I am using Python and celery in a project. In the project, I have two files:
celeryconfig.py
BROKER_URL = "amqp://guest:guest@localhost:5672//"
CELERY_RESULT_BACKEND = "amqp"
CELERY_IMPORTS = ("example",)
CELERYD_CONCURRENCY = 2
and example.py
from celery.task import task
import hashlib
md5 = hashlib.md5()
@task
def getDigest(text):
print 'Using md5 - ',md5
md5.update(text)
return md5.digest()
In celeryconfig.py, I set the CELERYD_CONCURRENCY to 2, which means that it will distribute the tasks in my task queue to 2 different processes.
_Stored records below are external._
PR #1424, opened 2017-09-26
Set jwt disable const for test

michaelneale:
Not really sure how this test is meant to work when parent sets the jwt mode to on in a static... so trying this...

### DIFF
--- a/blueocean-commons/src/main/java/io/jenkins/blueocean/commons/BlueOceanConfigProperties.java
+++ b/blueocean-commons/src/main/java/io/jenkins/blueocean/commons/BlueOceanConfigProperties.java
@@ -10,6 +10,6 @@ public class BlueOceanConfigProperties {
     public static final String BLUEOCEAN_ROLLBAR_ENABLED_PROPERTY = "BLUEOCEAN_ROLLBAR_ENABLED";
 
     public static final boolean ROLLBAR_ENABLED = Boolean.getBoolean(BLUEOCEAN_ROLLBAR_ENABLED_PROPERTY);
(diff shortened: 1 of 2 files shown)


blueocean-commons/src/main/java/io/jenkins/blueocean/commons/BlueOceanConfigProperties.java
```diff
@@ -10,6 +10,6 @@
     public static final String BLUEOCEAN_ROLLBAR_ENABLED_PROPERTY = "BLUEOCEAN_ROLLBAR_ENABLED";
 
     public static final boolean ROLLBAR_ENABLED = Boolean.getBoolean(BLUEOCEAN_ROLLBAR_ENABLED_PROPERTY);
-    public static final boolean BLUEOCEAN_FEATURE_JWT_AUTHENTICATION = Boolean.getBoolean(BLUEOCEAN_FEATURE_JWT_AUTHENTICATION_PROPERTY);
+    public static boolean BLUEOCEAN_FEATURE_JWT_AUTHENTICATION = Boolean.getBoolean(BLUEOCEAN_FEATURE_JWT_AUTHENTICATION_PROPERTY);
```
vivek: Oh, making mutable global variable in production code is bad 🐛

michaelneale: @vivek do you want to back it out if you like? I am not fussed if needs be (but the test is broken right now, it can't set the state of a final thing reliably)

From a Python console, I run:
from example import getDigest
getDigest.delay('foo');getDigest.delay('bar')
This creates two tasks that are simultaneously executed by the two workers. The problem is, as both of the worker processes run their task functions [getDigest()], they seem to be using the same hash object (md5). The output of celeryd confirms this as you can see below.
[PoolWorker-2] Using md5 -
[PoolWorker-2] <md5 HASH object @ 0x23e6870>
[PoolWorker-1] Using md5 -
[PoolWorker-1] <md5 HASH object @ 0x23e6870>
For the sake of simplicity, I am using the md5 object of hashlib, but in my actual project, I am using an object that cannot be accessed and modified by more than one process. This expectedly makes the workers crash.
That brings up the question: How can I modify my code to make the worker processes initialize and use their very own (md5) object? Right now, they are sharing the same object - causing my application to crash. Is this possible?